> **What you have to do**:
Beginning with the first line of the entries below, quote each line until you reach and include the line with "msbuild task ends".

> **Source data**:
++++++++++

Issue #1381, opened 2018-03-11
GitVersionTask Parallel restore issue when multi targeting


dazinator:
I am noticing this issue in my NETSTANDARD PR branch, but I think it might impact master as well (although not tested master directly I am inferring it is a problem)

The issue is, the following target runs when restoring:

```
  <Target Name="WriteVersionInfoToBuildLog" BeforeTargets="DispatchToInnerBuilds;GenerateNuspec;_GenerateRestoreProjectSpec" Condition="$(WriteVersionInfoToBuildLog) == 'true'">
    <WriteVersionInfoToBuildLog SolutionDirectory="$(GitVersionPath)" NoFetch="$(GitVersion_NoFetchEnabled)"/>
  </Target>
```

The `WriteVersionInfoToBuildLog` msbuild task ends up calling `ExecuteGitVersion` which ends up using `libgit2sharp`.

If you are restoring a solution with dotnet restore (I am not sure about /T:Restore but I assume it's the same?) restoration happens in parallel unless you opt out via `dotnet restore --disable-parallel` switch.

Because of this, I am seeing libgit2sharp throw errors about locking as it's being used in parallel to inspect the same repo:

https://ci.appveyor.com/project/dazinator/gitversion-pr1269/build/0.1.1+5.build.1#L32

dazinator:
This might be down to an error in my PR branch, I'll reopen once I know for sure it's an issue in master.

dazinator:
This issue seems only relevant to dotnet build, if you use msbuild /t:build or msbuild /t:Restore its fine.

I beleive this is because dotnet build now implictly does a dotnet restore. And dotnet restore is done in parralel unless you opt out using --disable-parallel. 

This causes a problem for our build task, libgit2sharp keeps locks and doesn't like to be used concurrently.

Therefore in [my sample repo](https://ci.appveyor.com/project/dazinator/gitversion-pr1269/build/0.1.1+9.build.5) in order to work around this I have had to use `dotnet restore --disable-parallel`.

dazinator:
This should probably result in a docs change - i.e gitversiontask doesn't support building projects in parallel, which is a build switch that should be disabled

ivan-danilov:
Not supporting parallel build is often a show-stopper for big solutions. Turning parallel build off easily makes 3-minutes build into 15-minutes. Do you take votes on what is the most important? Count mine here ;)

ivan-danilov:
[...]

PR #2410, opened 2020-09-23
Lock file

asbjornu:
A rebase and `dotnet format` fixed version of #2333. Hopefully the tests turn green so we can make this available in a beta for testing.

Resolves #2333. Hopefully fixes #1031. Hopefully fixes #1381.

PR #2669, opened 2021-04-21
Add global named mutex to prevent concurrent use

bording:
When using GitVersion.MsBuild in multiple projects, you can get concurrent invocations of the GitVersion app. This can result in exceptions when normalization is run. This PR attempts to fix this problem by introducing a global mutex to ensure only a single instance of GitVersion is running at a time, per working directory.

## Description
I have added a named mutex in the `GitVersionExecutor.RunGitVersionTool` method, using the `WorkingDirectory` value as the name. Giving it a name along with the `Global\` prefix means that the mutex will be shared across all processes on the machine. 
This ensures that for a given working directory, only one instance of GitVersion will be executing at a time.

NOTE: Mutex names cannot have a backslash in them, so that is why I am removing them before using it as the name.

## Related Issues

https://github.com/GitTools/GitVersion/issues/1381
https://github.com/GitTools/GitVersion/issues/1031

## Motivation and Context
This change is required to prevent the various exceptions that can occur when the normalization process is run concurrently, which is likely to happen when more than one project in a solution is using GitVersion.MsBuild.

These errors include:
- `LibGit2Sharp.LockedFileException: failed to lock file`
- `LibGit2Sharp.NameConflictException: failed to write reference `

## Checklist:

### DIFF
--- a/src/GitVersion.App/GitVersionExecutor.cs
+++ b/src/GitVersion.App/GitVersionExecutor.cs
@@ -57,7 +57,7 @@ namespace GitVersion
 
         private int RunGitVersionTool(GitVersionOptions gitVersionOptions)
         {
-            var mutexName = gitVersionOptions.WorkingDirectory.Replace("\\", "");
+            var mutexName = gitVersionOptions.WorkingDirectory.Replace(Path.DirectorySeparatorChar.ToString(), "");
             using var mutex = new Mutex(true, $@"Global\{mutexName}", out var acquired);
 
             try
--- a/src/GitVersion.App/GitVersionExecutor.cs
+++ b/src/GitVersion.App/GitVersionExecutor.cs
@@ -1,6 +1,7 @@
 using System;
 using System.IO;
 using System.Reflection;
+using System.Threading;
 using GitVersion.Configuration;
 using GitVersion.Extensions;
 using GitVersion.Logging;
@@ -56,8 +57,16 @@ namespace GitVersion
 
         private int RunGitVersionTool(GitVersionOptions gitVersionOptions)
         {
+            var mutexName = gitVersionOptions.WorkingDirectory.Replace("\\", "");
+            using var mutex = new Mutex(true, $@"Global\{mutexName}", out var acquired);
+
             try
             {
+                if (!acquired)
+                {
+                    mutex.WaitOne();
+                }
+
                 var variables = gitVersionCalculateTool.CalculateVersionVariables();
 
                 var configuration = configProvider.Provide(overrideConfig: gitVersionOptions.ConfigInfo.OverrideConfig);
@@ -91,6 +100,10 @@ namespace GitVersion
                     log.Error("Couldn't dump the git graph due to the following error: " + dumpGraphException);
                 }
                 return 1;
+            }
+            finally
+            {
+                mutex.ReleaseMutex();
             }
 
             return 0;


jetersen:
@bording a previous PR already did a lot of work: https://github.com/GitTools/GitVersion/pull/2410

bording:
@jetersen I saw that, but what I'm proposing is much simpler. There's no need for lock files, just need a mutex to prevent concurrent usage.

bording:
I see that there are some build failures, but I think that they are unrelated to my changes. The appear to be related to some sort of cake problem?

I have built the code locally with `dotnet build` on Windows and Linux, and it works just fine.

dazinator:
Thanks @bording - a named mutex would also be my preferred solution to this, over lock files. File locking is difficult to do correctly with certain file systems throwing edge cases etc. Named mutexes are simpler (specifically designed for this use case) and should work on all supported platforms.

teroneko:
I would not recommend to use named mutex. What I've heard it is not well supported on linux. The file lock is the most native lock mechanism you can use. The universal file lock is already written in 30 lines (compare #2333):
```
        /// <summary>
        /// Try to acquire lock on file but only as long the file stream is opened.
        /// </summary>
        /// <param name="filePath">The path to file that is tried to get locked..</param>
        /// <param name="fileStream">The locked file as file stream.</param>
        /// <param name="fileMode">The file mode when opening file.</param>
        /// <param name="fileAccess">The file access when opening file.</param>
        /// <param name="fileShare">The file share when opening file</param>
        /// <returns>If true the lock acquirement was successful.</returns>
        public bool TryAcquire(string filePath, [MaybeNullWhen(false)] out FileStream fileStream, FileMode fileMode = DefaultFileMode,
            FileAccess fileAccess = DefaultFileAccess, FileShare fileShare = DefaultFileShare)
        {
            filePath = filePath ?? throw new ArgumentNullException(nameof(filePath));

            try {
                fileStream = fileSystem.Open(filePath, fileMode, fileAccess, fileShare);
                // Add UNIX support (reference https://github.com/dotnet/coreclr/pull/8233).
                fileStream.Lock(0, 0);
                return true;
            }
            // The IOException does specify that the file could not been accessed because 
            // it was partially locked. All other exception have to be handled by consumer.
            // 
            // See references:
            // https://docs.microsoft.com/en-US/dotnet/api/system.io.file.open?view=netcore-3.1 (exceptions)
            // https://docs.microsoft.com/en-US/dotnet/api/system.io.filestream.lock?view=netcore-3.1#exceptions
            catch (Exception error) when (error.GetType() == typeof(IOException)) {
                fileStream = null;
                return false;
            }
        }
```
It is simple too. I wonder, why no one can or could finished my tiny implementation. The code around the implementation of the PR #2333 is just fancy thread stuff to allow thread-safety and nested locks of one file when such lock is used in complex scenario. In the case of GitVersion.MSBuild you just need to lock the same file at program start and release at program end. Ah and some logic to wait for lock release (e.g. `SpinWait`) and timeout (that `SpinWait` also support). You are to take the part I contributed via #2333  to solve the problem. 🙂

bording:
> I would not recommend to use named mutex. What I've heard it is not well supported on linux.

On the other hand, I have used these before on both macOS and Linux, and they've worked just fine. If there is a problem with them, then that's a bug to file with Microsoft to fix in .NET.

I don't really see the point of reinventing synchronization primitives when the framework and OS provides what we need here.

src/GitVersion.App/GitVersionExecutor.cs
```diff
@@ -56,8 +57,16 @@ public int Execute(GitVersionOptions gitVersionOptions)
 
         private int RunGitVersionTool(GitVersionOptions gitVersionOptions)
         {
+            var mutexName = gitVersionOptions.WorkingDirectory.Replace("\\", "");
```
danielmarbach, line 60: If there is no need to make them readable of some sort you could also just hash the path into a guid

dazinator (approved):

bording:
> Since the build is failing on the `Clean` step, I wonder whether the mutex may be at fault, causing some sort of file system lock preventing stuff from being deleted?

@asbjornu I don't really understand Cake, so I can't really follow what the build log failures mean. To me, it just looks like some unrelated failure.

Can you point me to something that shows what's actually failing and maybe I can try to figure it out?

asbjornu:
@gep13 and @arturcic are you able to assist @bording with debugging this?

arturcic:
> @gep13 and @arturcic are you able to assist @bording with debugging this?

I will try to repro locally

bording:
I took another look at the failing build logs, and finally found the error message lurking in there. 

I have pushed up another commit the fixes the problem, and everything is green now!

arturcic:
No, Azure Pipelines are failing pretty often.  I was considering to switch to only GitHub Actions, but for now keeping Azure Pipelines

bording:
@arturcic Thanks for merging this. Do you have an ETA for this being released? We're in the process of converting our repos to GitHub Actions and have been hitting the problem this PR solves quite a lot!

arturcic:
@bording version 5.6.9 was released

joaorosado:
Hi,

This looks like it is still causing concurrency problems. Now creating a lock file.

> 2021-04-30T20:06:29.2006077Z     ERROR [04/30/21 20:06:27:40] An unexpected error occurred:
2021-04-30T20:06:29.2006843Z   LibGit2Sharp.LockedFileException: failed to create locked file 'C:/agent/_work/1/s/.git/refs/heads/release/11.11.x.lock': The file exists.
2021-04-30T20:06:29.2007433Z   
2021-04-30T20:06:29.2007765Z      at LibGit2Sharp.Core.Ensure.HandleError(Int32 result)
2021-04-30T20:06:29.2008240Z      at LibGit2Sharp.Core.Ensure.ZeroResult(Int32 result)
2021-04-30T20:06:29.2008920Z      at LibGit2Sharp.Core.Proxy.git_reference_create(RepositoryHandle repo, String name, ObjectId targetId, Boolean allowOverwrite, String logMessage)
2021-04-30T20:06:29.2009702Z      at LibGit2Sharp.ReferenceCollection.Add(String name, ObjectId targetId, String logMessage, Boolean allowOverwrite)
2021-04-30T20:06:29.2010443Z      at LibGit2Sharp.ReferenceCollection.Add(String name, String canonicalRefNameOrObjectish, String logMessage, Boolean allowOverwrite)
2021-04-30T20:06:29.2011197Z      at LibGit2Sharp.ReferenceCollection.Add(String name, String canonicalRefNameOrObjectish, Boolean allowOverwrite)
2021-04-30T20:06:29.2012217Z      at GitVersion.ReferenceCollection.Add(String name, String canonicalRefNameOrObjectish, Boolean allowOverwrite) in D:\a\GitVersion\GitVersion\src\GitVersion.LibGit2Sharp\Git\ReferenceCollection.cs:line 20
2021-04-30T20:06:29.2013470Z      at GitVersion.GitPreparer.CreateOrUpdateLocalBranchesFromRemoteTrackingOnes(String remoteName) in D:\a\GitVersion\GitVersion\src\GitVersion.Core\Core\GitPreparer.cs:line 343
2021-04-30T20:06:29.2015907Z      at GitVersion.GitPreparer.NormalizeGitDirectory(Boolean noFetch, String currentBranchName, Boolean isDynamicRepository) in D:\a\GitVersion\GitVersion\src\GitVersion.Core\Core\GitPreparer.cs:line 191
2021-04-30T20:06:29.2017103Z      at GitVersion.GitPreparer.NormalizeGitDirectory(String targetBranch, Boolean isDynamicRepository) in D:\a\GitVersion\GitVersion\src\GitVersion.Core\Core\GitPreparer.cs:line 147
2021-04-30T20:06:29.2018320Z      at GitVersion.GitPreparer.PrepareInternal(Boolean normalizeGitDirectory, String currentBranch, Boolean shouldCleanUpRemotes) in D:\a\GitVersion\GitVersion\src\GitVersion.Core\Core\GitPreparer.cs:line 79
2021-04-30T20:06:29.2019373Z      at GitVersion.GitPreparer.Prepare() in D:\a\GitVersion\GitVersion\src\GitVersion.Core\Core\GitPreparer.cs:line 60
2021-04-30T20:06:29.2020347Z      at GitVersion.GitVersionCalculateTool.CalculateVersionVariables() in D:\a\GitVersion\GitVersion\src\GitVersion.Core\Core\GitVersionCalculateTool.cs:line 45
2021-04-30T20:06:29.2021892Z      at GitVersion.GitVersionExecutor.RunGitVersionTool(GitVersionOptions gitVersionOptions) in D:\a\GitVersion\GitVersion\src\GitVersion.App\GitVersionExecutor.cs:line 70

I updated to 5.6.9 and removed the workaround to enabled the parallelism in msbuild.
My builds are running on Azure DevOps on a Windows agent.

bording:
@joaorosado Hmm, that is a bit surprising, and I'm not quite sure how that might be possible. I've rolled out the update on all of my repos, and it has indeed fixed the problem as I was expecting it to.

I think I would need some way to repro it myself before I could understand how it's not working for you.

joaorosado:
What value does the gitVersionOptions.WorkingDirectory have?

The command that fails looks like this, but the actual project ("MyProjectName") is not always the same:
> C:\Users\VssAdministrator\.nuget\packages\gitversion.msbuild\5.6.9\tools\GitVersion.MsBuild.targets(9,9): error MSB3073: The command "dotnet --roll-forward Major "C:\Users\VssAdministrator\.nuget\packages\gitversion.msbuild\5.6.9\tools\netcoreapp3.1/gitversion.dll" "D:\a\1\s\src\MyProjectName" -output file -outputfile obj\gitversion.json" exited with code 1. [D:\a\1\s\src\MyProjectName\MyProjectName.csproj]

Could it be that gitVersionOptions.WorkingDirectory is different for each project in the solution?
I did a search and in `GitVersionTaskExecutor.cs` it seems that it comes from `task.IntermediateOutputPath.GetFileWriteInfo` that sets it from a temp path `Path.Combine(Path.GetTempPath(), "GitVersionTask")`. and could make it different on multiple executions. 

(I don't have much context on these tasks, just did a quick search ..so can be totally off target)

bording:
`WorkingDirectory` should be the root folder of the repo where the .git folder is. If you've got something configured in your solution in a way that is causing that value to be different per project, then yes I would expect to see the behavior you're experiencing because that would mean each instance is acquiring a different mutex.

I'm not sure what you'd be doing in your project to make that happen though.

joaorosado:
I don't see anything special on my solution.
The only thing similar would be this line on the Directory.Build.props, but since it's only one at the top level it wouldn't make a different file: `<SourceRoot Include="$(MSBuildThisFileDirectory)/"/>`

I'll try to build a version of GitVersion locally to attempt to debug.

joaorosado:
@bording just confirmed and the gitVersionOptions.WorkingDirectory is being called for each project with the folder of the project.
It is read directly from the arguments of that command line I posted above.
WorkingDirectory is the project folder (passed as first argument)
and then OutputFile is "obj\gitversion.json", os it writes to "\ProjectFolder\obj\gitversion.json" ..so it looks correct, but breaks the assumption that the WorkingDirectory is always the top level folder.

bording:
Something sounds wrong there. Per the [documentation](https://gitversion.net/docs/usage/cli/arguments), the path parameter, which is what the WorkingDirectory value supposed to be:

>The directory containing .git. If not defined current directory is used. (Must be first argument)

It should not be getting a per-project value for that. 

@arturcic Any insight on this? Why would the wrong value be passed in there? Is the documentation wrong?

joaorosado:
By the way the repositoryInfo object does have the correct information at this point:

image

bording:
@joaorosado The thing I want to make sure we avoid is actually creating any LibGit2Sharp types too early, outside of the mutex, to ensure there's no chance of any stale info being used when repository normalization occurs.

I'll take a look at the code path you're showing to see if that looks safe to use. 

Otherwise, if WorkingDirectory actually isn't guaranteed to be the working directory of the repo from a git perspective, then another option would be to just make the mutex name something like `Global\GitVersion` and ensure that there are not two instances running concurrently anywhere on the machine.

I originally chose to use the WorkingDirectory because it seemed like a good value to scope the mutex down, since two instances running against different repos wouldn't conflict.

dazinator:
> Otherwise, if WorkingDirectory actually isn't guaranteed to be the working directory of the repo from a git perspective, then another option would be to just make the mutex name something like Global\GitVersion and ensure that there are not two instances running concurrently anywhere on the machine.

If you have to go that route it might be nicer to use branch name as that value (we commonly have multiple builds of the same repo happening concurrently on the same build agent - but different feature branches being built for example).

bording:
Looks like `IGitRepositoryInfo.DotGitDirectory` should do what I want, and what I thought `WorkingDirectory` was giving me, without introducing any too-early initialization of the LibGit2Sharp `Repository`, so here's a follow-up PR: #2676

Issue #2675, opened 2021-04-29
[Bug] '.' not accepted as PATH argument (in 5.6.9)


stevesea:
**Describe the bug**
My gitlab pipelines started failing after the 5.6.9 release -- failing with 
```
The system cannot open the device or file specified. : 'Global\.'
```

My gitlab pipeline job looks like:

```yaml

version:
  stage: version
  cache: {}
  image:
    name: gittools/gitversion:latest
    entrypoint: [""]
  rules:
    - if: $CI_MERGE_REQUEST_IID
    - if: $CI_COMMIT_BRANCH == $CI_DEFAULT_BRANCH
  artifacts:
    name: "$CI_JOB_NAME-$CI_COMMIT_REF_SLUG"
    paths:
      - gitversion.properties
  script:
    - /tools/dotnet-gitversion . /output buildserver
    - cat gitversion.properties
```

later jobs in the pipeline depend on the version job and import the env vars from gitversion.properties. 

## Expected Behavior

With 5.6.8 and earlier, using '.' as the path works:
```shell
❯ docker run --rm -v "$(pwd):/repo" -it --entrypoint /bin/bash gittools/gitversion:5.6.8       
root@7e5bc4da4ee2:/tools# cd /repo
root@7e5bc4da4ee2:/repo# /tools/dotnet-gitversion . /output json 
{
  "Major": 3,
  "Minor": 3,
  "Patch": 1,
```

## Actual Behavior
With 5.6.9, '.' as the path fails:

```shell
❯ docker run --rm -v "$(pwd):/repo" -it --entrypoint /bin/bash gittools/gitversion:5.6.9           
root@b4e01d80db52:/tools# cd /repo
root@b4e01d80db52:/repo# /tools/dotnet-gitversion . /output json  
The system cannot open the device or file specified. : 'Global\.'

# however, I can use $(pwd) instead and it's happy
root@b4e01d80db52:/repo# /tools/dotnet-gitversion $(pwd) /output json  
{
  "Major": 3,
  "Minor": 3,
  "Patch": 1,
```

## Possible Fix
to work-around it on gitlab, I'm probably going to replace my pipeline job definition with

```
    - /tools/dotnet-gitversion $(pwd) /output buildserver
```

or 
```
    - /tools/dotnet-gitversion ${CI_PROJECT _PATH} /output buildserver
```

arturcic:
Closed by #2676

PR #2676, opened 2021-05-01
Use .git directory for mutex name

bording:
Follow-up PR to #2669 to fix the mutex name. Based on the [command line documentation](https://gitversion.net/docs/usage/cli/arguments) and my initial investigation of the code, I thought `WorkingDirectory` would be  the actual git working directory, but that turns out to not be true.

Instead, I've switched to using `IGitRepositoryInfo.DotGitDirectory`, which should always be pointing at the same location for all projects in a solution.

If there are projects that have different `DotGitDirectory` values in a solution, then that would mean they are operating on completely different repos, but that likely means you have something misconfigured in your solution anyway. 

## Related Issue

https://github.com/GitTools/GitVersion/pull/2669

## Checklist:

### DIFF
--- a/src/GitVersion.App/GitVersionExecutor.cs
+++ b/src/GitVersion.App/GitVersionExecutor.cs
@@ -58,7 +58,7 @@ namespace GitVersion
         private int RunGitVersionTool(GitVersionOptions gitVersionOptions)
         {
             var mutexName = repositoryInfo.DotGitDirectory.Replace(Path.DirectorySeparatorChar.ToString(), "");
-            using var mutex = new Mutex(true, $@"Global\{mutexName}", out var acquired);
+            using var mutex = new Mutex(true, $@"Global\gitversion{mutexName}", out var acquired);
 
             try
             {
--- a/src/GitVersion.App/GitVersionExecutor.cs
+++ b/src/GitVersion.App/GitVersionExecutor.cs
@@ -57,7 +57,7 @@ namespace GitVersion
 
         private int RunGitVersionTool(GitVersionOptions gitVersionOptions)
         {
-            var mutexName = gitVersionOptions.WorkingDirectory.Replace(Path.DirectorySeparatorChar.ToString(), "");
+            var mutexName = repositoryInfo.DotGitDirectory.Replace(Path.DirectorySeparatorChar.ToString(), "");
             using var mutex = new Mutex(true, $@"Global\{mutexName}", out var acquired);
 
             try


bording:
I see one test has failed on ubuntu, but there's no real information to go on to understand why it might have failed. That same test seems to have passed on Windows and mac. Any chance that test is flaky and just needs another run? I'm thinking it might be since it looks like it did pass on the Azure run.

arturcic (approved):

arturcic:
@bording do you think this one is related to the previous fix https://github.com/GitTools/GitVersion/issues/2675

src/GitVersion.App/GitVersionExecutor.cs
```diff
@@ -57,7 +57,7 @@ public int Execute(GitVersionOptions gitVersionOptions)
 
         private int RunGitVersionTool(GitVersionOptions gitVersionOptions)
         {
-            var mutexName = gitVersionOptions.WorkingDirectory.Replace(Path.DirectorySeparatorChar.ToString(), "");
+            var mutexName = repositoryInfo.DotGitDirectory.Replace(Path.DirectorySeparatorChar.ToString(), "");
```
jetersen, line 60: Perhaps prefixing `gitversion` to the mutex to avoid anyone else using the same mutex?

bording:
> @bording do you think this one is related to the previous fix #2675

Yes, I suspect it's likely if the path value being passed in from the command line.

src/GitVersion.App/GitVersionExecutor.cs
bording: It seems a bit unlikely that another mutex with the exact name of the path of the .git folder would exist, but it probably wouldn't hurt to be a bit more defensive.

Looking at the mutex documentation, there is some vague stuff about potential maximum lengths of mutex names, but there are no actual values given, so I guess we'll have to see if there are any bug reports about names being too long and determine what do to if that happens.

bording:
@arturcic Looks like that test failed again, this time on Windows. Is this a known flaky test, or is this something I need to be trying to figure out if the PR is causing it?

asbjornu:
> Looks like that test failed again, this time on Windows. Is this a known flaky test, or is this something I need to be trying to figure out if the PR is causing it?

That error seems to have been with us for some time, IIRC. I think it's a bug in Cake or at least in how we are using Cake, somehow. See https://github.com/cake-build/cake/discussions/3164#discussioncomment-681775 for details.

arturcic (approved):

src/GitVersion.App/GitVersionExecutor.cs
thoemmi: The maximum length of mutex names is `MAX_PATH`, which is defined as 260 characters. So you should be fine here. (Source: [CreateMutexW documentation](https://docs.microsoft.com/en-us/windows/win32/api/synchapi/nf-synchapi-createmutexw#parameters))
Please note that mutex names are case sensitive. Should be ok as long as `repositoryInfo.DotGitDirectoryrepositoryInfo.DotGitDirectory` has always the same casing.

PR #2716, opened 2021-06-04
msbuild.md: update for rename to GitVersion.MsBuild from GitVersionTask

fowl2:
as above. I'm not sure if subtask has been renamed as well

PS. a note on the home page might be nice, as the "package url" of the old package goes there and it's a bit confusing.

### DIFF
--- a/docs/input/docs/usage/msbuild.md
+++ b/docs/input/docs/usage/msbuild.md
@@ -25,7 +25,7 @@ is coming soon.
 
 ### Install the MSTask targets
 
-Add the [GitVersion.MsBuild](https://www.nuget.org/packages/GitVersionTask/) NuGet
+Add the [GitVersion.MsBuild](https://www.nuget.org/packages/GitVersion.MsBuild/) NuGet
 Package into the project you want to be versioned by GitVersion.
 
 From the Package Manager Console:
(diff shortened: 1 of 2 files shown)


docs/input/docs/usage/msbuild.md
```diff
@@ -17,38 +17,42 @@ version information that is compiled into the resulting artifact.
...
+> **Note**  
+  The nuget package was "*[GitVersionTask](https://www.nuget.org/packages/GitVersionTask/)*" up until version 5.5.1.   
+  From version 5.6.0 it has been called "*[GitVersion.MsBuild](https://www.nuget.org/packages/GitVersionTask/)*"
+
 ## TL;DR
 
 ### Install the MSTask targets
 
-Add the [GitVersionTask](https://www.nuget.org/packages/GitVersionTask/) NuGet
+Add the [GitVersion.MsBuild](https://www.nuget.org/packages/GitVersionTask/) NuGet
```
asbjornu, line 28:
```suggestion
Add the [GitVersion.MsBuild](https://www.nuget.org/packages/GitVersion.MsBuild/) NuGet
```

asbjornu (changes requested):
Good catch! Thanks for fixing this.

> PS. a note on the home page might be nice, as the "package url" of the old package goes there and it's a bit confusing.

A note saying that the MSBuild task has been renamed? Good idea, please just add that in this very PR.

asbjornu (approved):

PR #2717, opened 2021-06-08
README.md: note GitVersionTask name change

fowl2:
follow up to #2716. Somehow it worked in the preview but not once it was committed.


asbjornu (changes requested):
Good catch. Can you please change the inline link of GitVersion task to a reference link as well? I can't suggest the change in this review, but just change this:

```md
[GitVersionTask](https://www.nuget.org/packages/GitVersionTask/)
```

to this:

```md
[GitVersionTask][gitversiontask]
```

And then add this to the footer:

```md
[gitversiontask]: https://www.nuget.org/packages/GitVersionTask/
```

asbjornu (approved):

++++++++++

> **Result**:
Issue #1381, opened 2018-03-11
GitVersionTask Parallel restore issue when multi targeting


dazinator:
I am noticing this issue in my NETSTANDARD PR branch, but I think it might impact master as well (although not tested master directly I am inferring it is a problem)

The issue is, the following target runs when restoring:

```
  <Target Name="WriteVersionInfoToBuildLog" BeforeTargets="DispatchToInnerBuilds;GenerateNuspec;_GenerateRestoreProjectSpec" Condition="$(WriteVersionInfoToBuildLog) == 'true'">
    <WriteVersionInfoToBuildLog SolutionDirectory="$(GitVersionPath)" NoFetch="$(GitVersion_NoFetchEnabled)"/>
  </Target>
```

The `WriteVersionInfoToBuildLog` msbuild task ends up calling `ExecuteGitVersion` which ends up using `libgit2sharp`.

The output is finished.